## PROBLEM STATEMENT
The expected answer is every line of the material, reproduced exactly.

--- START ---

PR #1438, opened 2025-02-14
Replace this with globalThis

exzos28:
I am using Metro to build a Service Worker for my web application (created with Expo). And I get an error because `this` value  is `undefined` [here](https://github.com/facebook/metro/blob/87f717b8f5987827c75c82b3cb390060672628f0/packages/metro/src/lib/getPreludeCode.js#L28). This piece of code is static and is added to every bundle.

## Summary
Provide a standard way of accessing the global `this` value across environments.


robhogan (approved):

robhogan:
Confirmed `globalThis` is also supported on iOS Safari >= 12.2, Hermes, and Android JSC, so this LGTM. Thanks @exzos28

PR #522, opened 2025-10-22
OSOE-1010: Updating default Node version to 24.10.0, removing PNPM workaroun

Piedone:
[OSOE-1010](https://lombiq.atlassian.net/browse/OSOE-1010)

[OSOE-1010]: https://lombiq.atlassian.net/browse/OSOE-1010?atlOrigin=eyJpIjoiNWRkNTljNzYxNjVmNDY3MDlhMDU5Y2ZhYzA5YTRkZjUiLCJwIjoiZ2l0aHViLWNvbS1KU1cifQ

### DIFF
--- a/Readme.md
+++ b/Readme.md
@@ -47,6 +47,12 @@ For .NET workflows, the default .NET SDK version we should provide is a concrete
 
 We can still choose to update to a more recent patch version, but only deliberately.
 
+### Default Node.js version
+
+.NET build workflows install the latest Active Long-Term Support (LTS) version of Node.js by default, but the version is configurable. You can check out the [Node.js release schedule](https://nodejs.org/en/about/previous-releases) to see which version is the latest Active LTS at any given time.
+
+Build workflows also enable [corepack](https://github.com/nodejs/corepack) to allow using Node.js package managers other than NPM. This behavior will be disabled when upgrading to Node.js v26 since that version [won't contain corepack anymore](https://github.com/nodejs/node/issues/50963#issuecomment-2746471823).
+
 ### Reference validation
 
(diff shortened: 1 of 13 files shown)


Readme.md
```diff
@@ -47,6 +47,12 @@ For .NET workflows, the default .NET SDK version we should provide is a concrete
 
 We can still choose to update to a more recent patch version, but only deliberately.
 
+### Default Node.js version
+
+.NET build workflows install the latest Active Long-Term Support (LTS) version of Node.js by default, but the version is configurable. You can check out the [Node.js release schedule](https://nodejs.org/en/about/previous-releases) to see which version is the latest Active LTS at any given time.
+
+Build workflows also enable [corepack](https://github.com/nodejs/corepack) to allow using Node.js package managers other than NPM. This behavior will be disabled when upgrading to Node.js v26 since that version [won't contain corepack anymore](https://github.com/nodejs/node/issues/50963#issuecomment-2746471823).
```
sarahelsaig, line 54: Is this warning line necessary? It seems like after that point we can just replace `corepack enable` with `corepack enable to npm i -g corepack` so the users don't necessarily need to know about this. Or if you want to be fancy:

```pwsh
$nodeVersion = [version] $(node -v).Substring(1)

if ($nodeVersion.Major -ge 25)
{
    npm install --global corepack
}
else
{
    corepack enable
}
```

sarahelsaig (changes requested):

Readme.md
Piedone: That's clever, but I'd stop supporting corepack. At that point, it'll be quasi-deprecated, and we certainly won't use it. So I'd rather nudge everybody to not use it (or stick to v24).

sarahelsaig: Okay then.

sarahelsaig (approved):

--- END ---

## ANSWER FOR THE TASK
PR #1438, opened 2025-02-14
Replace this with globalThis

exzos28:
I am using Metro to build a Service Worker for my web application (created with Expo). And I get an error because `this` value  is `undefined` [here](https://github.com/facebook/metro/blob/87f717b8f5987827c75c82b3cb390060672628f0/packages/metro/src/lib/getPreludeCode.js#L28). This piece of code is static and is added to every bundle.

## Summary
Provide a standard way of accessing the global `this` value across environments.


robhogan (approved):

robhogan:
Confirmed `globalThis` is also supported on iOS Safari >= 12.2, Hermes, and Android JSC, so this LGTM. Thanks @exzos28

PR #522, opened 2025-10-22
OSOE-1010: Updating default Node version to 24.10.0, removing PNPM workaroun

Piedone:
[OSOE-1010](https://lombiq.atlassian.net/browse/OSOE-1010)

[OSOE-1010]: https://lombiq.atlassian.net/browse/OSOE-1010?atlOrigin=eyJpIjoiNWRkNTljNzYxNjVmNDY3MDlhMDU5Y2ZhYzA5YTRkZjUiLCJwIjoiZ2l0aHViLWNvbS1KU1cifQ

### DIFF
--- a/Readme.md
+++ b/Readme.md
@@ -47,6 +47,12 @@ For .NET workflows, the default .NET SDK version we should provide is a concrete
 
 We can still choose to update to a more recent patch version, but only deliberately.
 
+### Default Node.js version
+
+.NET build workflows install the latest Active Long-Term Support (LTS) version of Node.js by default, but the version is configurable. You can check out the [Node.js release schedule](https://nodejs.org/en/about/previous-releases) to see which version is the latest Active LTS at any given time.
+
+Build workflows also enable [corepack](https://github.com/nodejs/corepack) to allow using Node.js package managers other than NPM. This behavior will be disabled when upgrading to Node.js v26 since that version [won't contain corepack anymore](https://github.com/nodejs/node/issues/50963#issuecomment-2746471823).
+
 ### Reference validation
 
(diff shortened: 1 of 13 files shown)


Readme.md
```diff
@@ -47,6 +47,12 @@ For .NET workflows, the default .NET SDK version we should provide is a concrete
 
 We can still choose to update to a more recent patch version, but only deliberately.
 
+### Default Node.js version
+
+.NET build workflows install the latest Active Long-Term Support (LTS) version of Node.js by default, but the version is configurable. You can check out the [Node.js release schedule](https://nodejs.org/en/about/previous-releases) to see which version is the latest Active LTS at any given time.
+
+Build workflows also enable [corepack](https://github.com/nodejs/corepack) to allow using Node.js package managers other than NPM. This behavior will be disabled when upgrading to Node.js v26 since that version [won't contain corepack anymore](https://github.com/nodejs/node/issues/50963#issuecomment-2746471823).
```
sarahelsaig, line 54: Is this warning line necessary? It seems like after that point we can just replace `corepack enable` with `corepack enable to npm i -g corepack` so the users don't necessarily need to know about this. Or if you want to be fancy:

```pwsh
$nodeVersion = [version] $(node -v).Substring(1)

if ($nodeVersion.Major -ge 25)
{
    npm install --global corepack
}
else
{
    corepack enable
}
```

sarahelsaig (changes requested):

Readme.md
Piedone: That's clever, but I'd stop supporting corepack. At that point, it'll be quasi-deprecated, and we certainly won't use it. So I'd rather nudge everybody to not use it (or stick to v24).

sarahelsaig: Okay then.

sarahelsaig (approved):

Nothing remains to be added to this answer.